What is required. Where the word "force" shows up in the entries below, please copy the whole line.

Supplied entries.
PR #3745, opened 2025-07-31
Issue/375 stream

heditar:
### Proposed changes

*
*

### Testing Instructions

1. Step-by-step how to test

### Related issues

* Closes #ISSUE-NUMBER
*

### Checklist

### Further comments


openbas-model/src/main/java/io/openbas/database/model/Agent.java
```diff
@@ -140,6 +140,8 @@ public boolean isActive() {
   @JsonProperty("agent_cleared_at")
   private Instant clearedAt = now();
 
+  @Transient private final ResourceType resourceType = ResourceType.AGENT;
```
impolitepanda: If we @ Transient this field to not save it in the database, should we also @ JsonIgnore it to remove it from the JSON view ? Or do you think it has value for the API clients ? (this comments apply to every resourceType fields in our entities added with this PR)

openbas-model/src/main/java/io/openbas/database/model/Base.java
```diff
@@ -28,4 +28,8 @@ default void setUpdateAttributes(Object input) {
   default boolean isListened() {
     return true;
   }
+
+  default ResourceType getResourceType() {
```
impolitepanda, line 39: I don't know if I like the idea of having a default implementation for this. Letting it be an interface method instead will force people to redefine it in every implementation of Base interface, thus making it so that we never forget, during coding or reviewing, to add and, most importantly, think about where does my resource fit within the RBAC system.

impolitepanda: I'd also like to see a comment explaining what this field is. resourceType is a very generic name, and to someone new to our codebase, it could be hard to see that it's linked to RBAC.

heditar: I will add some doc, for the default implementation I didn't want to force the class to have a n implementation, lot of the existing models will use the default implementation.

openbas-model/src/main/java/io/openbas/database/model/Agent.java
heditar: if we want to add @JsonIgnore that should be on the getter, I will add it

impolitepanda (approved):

Answer.
impolitepanda, line 39: I don't know if I like the idea of having a default implementation for this. Letting it be an interface method instead will force people to redefine it in every implementation of Base interface, thus making it so that we never forget, during coding or reviewing, to add and, most importantly, think about where does my resource fit within the RBAC system.
heditar: I will add some doc, for the default implementation I didn't want to force the class to have a n implementation, lot of the existing models will use the default implementation.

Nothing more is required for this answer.